Do booking stations already do their own STR profiling?
No, they don't. Right now, they take the buccal swab, they send it to a lab, and the lab could take weeks or months to run those samples. We don't do this work here, it is done by the database lab in Albany. And New York does not have an arrestee law; you have to be convicted of one of the felony or misdemeanor crimes listed in the law to have your DNA profiled.
Several years ago, New York City cleared its backlog of untested rape kits. How did you do this, and could technology improvements help other places clear their backlogs, too?
We were the first to even recognize it was a problem, and we cleared it, and we do not have a rape kit backlog, we're very proud to say. How did we do it? We outsourced it, essentially, to three different private laboratories. That got rid of the backlog while our lab kept current with cases. But over the years, advances are continually being made in screening kits, extracting the DNA, and of course running the samples. Automation is a big help, but process flow, I think, is the most important thing. I'm a student of Lean Six Sigma, a process improvement method, which has helped amazingly in the forensic field. Some labs I have worked with have improved 300 percent, just by looking at their system and eliminating the waste inherent in their system.
Are you using any non-DNA technologies?
We do have a very small proteomics lab and are doing some very exciting work, using MALDI-TOF mass spectrometry. For example, we are able to determine the species of, mostly, bone remains. For some bones, especially if they are very small fragmented bones, you can't tell if they are human or animal. That's very important for the Medical Examiner's Office — is that a dead deer that's 25 years old? Or is this a burial site from a murder victim?
Why is a proteomics test better for this than a DNA-based test?
Protein is more abundant than DNA, so we have better chances of getting protein out of bone. We're also looking at proteins to do body fluid identification. Right now, we only have presumptive tests to identify blood, but again, the courts want to know, 'Is the blood in the back of a pickup truck deer blood, fish blood, or human blood?' We also need to identify semen, saliva, is it menstrual blood vs. venous blood — that might be important in a case. For all of those things we're looking at protein markers.
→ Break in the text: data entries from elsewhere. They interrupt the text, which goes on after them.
PR #7214, opened 2026-09-15
Link the upstream issue behind the trufflehog digest pin

albertvillanova:
This PR records why the TruffleHog scanner image is pinned by digest alongside the action SHA, and when that pin can go away.

### Motivation

The action is a wrapper: it runs the scanner as a container chosen by the `version` input, so the action SHA pins the wrapper while the `version` input pins the binary that actually scans. The comment already states that the two must move together, but not why the coupling exists nor when it ends, so the extra pin reads as unexplained maintenance.

It also costs something on every bump: Dependabot updates the action SHA and leaves the `version` input untouched, and since the wrapper stays compatible with the older image the scan keeps passing while silently running the previous scanner.

### Changes

- Link the upstream issue about the `version` default in the secret scanning workflow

Where will your work be going in the next few years?
My main focus has been to eliminate our backlog. We have no sexual assault backlog and no homicide backlog but we did traditionally have a property crime backlog. Property crime is done at rates many times higher than homicides and rapes, thankfully, so there are a lot more of those cases. Over the last year, we have really eliminated that backlog, so we hope to stay current. The more rapidly we can turn around DNA cases, the better it is for the police investigations and for the courts.
But we are also very interested in staying on the forefront of technology. The OCME has been a leader in technology under previous directors, and I intend to continue that leadership and embrace the latest technology for the field.